◆ **Data extract**

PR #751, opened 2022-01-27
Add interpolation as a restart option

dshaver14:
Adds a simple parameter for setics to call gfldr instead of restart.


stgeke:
---
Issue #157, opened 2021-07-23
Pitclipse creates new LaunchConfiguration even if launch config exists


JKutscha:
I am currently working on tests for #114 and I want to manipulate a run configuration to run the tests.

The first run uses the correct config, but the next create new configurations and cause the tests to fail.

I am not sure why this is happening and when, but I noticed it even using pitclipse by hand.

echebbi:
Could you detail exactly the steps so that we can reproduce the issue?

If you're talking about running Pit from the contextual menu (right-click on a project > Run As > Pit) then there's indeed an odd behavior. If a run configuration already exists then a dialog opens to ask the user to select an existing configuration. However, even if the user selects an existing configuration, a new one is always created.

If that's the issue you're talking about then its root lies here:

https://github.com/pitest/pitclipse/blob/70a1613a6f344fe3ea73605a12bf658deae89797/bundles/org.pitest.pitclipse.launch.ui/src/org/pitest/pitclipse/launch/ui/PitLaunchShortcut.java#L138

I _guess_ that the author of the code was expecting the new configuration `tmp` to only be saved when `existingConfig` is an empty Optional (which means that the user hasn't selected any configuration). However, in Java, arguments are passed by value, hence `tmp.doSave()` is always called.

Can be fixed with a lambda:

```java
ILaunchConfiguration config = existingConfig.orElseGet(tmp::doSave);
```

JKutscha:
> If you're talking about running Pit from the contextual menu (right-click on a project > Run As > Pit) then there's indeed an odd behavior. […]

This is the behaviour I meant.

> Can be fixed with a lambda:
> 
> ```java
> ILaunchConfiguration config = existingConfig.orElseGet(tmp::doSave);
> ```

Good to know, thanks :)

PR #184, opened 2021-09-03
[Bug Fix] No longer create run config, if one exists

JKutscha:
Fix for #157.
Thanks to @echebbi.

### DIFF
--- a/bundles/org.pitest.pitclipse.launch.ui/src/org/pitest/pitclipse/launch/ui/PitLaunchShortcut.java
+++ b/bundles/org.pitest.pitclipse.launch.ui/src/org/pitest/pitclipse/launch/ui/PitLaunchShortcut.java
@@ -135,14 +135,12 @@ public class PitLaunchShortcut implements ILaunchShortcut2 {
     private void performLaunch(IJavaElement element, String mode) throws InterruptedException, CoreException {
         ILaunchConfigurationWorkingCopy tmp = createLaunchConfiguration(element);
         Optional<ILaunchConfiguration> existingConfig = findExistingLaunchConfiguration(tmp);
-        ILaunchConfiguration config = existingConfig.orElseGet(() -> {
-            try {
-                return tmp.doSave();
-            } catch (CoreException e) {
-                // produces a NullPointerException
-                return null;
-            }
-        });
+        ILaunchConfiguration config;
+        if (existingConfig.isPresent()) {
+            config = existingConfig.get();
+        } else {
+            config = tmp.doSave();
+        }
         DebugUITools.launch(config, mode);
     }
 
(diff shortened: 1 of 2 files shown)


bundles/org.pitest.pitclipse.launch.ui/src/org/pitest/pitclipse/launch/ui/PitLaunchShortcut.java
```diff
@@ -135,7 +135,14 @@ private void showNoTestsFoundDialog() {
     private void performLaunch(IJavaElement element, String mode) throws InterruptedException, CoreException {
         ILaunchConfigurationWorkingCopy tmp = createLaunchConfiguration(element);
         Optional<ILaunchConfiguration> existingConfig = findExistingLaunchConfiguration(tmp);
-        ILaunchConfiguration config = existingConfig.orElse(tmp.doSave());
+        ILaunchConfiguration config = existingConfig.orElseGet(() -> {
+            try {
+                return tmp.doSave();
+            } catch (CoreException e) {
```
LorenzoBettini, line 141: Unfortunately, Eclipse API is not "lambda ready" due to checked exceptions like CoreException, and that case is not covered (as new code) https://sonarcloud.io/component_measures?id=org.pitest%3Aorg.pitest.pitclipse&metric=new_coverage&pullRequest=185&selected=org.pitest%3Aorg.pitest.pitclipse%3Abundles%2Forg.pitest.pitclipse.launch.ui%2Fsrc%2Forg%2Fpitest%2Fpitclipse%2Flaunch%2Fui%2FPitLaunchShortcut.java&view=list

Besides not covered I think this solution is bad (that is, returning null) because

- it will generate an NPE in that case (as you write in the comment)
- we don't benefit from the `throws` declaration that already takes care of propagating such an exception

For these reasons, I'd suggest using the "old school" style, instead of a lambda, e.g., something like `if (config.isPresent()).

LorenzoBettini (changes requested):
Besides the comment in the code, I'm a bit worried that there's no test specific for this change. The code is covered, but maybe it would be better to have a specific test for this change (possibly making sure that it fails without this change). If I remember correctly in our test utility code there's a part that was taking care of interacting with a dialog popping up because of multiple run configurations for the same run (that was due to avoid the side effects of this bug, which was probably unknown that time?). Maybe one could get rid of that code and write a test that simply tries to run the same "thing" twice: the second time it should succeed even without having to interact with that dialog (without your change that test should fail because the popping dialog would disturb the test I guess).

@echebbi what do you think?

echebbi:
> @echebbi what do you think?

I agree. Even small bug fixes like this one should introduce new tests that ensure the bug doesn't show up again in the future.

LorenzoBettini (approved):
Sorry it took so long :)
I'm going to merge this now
--
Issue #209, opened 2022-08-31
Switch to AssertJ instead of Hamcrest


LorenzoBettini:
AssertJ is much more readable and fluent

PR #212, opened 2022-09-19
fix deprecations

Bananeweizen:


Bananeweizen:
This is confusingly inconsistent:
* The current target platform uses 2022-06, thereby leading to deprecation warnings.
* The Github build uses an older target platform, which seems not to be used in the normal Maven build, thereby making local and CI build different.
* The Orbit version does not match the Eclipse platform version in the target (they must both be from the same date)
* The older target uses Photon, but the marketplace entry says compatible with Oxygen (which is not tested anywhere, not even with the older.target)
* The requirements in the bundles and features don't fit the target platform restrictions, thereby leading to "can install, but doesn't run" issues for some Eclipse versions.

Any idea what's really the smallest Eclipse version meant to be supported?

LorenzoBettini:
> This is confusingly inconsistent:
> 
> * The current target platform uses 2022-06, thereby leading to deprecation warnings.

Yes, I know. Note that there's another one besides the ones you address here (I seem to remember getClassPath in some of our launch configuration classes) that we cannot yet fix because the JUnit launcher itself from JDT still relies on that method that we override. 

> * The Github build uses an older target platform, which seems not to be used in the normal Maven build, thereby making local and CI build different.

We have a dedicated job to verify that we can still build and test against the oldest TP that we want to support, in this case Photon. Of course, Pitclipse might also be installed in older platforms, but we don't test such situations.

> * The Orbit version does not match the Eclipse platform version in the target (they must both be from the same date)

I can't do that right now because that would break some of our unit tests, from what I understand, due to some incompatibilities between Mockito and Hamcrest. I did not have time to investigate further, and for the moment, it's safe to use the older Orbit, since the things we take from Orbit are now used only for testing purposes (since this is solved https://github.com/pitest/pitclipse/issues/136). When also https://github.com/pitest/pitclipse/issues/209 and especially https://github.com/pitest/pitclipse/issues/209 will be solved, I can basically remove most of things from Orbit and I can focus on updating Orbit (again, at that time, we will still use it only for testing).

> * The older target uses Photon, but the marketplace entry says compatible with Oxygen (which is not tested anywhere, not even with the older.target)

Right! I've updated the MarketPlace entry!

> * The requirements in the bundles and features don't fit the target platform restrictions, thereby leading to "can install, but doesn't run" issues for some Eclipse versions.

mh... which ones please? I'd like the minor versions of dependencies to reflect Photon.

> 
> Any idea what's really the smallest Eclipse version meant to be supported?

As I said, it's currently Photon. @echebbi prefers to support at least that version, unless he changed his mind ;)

◆ **Problem requirements**
Wherever a line of the entries holds the string "local", copy that line.

◆ **Result for this exercise**
* The Github build uses an older target platform, which seems not to be used in the normal Maven build, thereby making local and CI build different.
> * The Github build uses an older target platform, which seems not to be used in the normal Maven build, thereby making local and CI build different.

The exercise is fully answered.